## Data for analysis

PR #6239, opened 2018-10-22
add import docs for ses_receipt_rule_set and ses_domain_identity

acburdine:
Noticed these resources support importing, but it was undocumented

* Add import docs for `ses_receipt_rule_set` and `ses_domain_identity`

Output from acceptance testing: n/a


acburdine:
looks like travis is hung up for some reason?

* * *

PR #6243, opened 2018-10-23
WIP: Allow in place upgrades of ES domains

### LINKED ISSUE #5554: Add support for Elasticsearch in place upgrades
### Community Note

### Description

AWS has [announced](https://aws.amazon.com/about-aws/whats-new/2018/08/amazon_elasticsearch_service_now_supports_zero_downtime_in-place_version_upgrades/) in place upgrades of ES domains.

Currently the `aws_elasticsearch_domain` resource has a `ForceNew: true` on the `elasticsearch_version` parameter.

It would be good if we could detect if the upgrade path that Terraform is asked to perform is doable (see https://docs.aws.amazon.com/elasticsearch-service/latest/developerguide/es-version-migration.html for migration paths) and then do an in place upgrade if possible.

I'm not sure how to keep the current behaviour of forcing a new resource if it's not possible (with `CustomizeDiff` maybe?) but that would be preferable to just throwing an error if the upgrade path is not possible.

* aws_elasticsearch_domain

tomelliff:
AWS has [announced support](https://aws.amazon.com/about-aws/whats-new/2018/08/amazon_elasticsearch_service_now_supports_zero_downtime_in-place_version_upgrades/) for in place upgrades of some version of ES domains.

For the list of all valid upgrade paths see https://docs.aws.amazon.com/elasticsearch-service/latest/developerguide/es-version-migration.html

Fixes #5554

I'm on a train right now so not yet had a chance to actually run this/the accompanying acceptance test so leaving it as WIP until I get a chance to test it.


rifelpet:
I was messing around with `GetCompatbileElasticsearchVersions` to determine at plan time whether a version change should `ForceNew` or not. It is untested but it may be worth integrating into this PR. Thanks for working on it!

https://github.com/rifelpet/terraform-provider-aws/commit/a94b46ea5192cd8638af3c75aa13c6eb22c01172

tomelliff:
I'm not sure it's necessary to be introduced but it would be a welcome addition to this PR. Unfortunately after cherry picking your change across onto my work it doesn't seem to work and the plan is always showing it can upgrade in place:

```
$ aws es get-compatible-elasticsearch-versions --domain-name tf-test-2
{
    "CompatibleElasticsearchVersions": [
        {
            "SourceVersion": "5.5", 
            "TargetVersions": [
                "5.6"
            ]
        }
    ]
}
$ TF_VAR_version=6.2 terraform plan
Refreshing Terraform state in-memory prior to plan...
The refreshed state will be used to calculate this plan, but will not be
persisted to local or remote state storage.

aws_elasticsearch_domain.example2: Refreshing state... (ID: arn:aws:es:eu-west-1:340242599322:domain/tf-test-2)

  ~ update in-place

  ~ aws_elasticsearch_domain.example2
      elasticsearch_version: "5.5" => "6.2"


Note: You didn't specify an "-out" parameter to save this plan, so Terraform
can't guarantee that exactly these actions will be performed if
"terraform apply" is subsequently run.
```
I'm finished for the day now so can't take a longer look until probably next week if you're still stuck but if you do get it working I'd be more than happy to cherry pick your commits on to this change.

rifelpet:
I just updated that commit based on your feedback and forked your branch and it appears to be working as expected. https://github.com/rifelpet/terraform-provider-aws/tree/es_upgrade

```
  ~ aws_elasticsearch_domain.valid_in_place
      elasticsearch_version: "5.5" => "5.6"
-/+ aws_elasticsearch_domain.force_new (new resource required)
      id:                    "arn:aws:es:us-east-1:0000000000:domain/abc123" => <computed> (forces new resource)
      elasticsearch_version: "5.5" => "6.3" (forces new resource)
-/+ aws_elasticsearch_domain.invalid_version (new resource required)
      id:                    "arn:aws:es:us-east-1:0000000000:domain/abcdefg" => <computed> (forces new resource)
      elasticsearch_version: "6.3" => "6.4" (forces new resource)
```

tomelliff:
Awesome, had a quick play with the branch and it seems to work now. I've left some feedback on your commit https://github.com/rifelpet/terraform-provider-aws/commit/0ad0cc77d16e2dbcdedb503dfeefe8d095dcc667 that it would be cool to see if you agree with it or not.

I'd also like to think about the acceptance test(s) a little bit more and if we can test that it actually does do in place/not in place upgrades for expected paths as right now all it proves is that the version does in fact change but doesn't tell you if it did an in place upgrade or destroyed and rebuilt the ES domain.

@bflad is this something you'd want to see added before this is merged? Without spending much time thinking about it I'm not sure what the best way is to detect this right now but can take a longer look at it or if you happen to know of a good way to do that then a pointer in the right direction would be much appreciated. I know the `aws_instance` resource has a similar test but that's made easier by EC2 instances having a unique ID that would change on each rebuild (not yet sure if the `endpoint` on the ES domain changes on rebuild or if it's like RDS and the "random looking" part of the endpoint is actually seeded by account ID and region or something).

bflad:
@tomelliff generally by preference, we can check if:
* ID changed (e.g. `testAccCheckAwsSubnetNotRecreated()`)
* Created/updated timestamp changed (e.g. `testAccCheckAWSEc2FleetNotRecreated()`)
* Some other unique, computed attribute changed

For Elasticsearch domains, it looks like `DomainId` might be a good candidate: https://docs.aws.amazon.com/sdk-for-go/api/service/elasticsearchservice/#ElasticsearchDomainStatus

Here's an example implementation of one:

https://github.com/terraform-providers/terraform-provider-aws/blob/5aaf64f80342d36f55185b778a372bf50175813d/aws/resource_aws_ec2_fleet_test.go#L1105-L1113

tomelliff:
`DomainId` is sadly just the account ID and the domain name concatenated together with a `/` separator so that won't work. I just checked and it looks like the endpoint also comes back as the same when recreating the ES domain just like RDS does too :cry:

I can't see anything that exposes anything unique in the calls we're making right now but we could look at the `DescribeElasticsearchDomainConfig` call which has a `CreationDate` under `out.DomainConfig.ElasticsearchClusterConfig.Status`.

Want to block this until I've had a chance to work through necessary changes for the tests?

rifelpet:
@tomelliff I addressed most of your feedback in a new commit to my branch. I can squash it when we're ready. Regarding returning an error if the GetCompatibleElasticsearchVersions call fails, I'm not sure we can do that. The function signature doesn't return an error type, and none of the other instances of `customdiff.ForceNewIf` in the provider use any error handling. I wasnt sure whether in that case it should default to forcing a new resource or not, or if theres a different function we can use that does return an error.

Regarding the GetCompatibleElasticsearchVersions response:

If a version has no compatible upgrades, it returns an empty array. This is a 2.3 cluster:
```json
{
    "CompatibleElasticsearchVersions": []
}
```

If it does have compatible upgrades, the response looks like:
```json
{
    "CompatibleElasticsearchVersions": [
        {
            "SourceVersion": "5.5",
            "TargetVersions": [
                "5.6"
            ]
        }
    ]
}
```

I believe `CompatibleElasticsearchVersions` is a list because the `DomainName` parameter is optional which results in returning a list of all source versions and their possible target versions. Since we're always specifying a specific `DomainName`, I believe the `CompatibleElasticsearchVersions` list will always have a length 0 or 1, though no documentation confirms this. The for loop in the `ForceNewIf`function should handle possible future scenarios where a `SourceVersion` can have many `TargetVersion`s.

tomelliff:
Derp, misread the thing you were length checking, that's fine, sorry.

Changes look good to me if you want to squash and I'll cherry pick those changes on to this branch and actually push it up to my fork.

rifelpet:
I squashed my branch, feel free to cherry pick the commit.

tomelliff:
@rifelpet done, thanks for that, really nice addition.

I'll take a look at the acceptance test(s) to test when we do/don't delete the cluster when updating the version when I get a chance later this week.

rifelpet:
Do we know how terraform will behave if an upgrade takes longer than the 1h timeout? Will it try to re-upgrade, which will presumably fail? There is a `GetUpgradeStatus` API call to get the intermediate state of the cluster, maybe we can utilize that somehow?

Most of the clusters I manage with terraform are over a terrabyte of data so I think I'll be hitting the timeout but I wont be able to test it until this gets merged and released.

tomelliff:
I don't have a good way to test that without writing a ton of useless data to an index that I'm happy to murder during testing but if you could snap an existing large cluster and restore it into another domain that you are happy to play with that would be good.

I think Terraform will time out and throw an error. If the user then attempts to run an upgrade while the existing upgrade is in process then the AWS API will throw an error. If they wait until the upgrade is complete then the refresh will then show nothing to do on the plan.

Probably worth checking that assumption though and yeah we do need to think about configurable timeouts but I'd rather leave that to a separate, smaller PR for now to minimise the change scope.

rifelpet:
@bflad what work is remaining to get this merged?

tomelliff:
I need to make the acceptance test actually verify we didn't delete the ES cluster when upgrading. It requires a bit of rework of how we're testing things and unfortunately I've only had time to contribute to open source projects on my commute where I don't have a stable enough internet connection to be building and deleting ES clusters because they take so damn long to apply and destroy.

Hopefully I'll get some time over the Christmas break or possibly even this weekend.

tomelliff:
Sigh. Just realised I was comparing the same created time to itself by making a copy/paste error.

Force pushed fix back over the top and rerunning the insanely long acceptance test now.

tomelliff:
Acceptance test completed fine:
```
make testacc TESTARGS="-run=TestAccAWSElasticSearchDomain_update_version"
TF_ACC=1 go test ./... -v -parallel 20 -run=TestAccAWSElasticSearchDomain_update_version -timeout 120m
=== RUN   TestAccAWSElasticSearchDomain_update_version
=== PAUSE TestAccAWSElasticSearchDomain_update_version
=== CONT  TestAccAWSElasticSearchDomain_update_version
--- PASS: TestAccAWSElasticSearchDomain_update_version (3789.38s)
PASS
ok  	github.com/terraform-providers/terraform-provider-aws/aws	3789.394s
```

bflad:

## Aim of the task
Find the lines above with the word "happy". Copy them out.

## Answer space
I'm finished for the day now so can't take a longer look until probably next week if you're still stuck but if you do get it working I'd be more than happy to cherry pick your commits on to this change.
I don't have a good way to test that without writing a ton of useless data to an index that I'm happy to murder during testing but if you could snap an existing large cluster and restore it into another domain that you are happy to play with that would be good.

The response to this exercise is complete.